BEGIN STORED DATA

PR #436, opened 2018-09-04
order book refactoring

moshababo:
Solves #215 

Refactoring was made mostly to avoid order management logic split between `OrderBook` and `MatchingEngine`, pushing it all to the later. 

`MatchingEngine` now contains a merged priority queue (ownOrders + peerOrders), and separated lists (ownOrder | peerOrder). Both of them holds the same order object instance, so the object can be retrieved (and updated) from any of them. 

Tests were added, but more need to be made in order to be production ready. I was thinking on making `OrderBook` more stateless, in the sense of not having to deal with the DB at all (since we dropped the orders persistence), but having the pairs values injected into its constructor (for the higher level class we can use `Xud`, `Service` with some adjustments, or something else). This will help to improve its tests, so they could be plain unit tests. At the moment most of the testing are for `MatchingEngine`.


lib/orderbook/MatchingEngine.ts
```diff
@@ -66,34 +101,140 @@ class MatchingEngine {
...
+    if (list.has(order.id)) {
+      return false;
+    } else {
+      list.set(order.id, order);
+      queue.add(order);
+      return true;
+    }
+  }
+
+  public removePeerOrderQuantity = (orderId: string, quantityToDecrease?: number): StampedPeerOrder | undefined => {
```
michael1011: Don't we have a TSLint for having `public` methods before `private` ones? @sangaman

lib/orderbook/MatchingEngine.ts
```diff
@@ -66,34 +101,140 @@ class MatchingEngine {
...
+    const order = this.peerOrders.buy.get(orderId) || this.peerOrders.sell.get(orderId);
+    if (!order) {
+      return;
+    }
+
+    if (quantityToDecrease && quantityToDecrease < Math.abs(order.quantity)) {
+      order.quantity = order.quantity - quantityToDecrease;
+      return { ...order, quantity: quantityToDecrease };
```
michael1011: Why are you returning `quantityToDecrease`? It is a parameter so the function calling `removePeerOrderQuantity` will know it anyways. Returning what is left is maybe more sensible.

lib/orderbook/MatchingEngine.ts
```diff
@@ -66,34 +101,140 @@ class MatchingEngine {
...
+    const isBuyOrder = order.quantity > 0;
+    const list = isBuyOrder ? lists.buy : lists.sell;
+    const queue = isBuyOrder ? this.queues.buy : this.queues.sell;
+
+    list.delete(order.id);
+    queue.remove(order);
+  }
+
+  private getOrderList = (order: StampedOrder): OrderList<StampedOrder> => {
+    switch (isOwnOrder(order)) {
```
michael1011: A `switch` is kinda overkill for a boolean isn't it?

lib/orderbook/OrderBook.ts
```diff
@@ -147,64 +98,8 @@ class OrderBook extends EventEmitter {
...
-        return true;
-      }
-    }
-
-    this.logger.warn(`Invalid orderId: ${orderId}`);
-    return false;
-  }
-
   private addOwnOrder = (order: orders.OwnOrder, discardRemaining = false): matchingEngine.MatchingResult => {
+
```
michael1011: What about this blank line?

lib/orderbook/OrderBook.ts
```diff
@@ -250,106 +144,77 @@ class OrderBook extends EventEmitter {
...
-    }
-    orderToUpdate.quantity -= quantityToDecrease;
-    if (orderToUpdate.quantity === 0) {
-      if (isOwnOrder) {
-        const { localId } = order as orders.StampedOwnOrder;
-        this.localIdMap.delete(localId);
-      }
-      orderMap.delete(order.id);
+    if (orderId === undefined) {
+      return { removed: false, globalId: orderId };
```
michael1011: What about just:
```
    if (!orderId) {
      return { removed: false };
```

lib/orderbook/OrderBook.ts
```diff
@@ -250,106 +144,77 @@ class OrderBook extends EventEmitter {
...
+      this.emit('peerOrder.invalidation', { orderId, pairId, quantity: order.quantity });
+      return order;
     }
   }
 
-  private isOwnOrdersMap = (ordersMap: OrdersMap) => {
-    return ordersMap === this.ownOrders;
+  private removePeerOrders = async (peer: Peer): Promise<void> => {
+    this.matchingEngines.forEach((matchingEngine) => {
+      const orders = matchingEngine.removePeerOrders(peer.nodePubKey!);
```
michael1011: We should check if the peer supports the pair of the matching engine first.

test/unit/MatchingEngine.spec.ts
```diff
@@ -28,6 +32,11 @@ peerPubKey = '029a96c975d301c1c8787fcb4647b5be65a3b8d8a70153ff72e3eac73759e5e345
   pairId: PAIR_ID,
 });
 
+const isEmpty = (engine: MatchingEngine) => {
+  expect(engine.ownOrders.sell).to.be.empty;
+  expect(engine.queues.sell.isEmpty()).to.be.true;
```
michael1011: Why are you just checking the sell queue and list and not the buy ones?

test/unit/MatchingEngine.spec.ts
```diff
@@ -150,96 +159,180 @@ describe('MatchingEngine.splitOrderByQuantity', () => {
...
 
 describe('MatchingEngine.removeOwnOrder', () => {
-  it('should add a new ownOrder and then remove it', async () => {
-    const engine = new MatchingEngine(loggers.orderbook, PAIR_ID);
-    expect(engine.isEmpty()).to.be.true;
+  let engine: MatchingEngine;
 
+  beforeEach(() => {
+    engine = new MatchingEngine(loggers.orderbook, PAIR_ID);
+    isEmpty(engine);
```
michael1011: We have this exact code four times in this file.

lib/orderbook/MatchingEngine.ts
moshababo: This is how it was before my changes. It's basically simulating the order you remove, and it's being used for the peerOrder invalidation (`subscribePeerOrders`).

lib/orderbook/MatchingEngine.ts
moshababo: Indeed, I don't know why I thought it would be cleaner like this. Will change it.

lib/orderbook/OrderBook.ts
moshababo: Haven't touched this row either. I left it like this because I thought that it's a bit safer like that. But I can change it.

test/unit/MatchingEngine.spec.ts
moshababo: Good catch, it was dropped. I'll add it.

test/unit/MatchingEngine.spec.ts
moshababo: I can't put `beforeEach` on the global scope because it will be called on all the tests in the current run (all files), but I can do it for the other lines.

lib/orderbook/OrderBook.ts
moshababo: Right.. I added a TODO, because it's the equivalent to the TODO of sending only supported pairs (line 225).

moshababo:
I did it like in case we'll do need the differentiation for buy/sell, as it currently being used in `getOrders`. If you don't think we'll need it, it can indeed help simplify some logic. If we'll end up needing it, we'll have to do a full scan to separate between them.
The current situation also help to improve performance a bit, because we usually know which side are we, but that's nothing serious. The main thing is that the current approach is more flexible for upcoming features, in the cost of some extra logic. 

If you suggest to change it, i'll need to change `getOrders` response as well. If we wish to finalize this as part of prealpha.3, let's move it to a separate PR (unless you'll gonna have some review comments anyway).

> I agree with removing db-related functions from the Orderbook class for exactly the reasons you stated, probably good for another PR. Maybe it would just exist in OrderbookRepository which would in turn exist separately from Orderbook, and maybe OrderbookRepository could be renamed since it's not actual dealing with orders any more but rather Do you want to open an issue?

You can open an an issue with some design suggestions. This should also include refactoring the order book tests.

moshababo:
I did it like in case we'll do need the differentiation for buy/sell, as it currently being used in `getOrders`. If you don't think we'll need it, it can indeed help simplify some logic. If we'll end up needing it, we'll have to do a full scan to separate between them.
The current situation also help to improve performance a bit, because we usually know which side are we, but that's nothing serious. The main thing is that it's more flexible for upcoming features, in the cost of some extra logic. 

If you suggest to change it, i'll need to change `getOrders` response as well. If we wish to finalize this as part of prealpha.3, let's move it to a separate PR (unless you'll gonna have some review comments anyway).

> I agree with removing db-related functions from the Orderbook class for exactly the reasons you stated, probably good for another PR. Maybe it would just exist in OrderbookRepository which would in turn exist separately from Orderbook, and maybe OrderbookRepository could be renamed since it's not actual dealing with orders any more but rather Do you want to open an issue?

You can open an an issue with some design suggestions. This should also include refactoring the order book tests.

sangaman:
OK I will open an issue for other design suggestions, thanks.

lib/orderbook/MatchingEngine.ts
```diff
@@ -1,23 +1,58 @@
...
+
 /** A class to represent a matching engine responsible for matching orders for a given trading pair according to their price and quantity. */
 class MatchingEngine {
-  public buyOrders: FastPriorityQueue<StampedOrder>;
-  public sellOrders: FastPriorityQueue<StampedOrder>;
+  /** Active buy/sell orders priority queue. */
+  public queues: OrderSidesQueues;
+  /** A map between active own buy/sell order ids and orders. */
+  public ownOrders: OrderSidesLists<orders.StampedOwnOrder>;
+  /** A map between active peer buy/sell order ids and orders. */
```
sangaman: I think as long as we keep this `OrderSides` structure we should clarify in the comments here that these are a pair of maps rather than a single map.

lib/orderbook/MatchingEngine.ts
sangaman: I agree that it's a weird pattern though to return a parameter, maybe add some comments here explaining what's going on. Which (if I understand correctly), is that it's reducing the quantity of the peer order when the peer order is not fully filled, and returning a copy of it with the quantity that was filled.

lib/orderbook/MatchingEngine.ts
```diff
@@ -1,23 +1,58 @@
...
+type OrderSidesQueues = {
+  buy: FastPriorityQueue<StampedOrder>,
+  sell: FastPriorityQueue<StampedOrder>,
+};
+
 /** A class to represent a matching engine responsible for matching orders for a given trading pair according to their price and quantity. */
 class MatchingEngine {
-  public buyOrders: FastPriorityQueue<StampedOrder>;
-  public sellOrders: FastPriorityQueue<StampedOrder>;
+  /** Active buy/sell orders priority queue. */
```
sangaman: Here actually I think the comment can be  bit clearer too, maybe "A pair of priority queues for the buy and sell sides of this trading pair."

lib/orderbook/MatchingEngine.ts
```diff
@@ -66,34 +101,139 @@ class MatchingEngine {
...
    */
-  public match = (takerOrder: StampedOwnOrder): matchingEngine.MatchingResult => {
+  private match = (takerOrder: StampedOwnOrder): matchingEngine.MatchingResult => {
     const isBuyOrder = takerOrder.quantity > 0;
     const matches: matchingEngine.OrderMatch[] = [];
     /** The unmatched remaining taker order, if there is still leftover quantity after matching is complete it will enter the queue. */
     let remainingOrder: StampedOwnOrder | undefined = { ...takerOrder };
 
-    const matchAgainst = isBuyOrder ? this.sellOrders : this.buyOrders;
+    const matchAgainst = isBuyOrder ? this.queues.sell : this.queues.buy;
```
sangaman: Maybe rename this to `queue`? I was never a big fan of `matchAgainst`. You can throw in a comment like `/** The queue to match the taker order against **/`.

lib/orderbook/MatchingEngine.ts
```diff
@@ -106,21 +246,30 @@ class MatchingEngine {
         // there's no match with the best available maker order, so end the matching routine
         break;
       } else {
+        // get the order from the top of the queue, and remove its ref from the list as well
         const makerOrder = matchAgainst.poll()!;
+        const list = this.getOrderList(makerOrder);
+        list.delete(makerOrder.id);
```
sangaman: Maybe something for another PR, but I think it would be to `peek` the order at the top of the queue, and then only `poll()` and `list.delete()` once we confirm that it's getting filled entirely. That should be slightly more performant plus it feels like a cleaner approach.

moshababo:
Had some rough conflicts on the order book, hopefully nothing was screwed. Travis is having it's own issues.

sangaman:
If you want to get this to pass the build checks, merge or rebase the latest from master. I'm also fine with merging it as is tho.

END STORED DATA

BRIEF: Repeat, exactly and only, the lines from the beginning of the material through the line that contains "any of them.".

RESPONSE:
PR #436, opened 2018-09-04
order book refactoring

moshababo:
Solves #215 

Refactoring was made mostly to avoid order management logic split between `OrderBook` and `MatchingEngine`, pushing it all to the later. 

`MatchingEngine` now contains a merged priority queue (ownOrders + peerOrders), and separated lists (ownOrder | peerOrder). Both of them holds the same order object instance, so the object can be retrieved (and updated) from any of them. 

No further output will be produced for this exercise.